O poder da lei ou a lei do poder? Parcerias público-privadas e captura do Estado no Peru
Roger Merino
Como parte da série de pesquisas “Elites, Captura do Estado e Desigualdade”, promovida pela Oxfam e pela CLACSO, estudamos se a política peruana de incentivo ao investimento privado (1990–2017) foi alvo de captura do Estado. Para tanto, começamos propondo uma tipologia do fenômeno, dada a sua ambiguidade conceitual e a confusão que gera com o fenômeno da corrupção.
Concebemos a captura como a influência indevida de certos grupos de poder sobre a sociedade em geral (captura política), a administração pública (captura do Estado) ou esferas regulatórias específicas (captura regulatória) para a aprovação e implementação de políticas, normas ou decisões que os beneficiem. Dentro dessa estrutura, focamos na captura do Estado sobre a esfera normativa (o que chamamos de captura da legalidade) e propomos que, para uma influência ser considerada indevida, tanto um elemento formal quanto um substantivo devem estar presentes. O primeiro refere-se à formulação do arcabouço legal por meio de decretos ou outros mecanismos legais sem a devida deliberação pública. O segundo refere-se ao fato de que os atores que desenvolvem essas normas estão cognitivamente alinhados com interesses corporativos (captura ideológica) ou são representantes diretos desses interesses por meio de mecanismos como a porta giratória (captura corporativa).
Constatamos que o elemento formal se configura na política supracitada, uma vez que, no caso dos processos de institucionalização das Parcerias Público-Privadas (PPPs), seu desenvolvimento regulatório foi geralmente realizado por meio de decretos aprovados sem deliberação pública e sob a retórica de “ordem econômica”, “teoria do gotejamento”, “crescimento econômico” e “desbloqueio de investimentos”. Identificamos o elemento substantivo por meio da análise de grandes projetos de investimento acusados de terem sido desenvolvidos em situações de conflito de interesses ou mesmo corrupção. Observamos que, sob uma aura de legalidade e o seu Sob o verniz tecnocrático jazia o verdadeiro fundamento da lei: o poder das elites que compartilham uma visão pró-mercado (captura ideológica) e estão fortemente ligadas ao setor privado (captura corporativa). Essas elites influenciaram profundamente o modo como o Estado opera, priorizando valores privados em detrimento dos valores públicos por meio de regras flexíveis que favorecem o controle ex-post, a discricionariedade e a autorregulação nos processos de promoção de investimentos, em vez de regras rígidas que enfatizam o controle ex-post, a supervisão estatal e seu papel no equilíbrio entre os interesses dos investidores e os da população.
Assim, quando se exaltam o Estado de Direito e a legalidade tecnocrática (o poder da lei), o que na verdade está sendo exaltado é uma legalidade capturada (a lei do poder). Portanto, os marcos legais acabam sendo configurados de modo que o interesse privado predomina ou, na melhor das hipóteses, prevalecem os conflitos de interesse, facilitando atos de corrupção. É por isso que o problema vai além de casos específicos de corrupção; ele tem a ver com a normalização de um sistema jurídico que, em certa medida, os normalizou. E hoje, a grande corrupção não busca fraudar a lei, mas sim... ser a lei, e a ser a lei investe em campanhas políticas, mídia e think tank Por especialistas em reforma jurídica.
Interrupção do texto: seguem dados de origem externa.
PR #1013, opened 2022-07-01
ready

SpaceHook:
[DEMO LINK](https://SpaceHook.github.io/react_decompose/)

### DIFF
--- a/src/components/Article/Article.css
+++ b/src/components/Article/Article.css
@@ -1,1 +1,36 @@
-/* Put article styles here */
+.article {
+  margin: 5em auto 0;
+  padding: 1em;
+  font-size: 140%;
+  max-width: 800px;
+  background: white;
+  box-shadow: rgba(0, 0, 0, 0.05) 0 3px 15px;
+}
+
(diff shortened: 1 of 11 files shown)


src/components/Article/Article.css
```diff
@@ -1 +1,36 @@
...
+.article__paragraph:not(:first-child) {
+  margin-top: 0.7em;
+}
+
+@media (min-width: 500px) {
+  .header {
+    text-align: left;
+    display: flex;
+    justify-content: space-between;
+  }
```
aedricson, line 24: Maybe, would be better to split this media rule, that the header styles put in Header.css
but i'm not sure)

aedricson (approved):
gj)

src/components/Article/Article.css
Olexandr6: This media related to `Header.css`, so move it there

Olexandr6 (changes requested):

Olexandr6 (approved):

O problema, portanto, não pode ser resolvido apenas identificando e punindo indivíduos corruptos, mas também reestruturando os marcos regulatórios em áreas tão diversas como a competição política, as licitações públicas, as parcerias público-privadas e os grupos de interesse. Acima de tudo, exige uma autocrítica sobre como os processos de reforma legal muitas vezes se desenrolam sem participação democrática ou legitimidade social.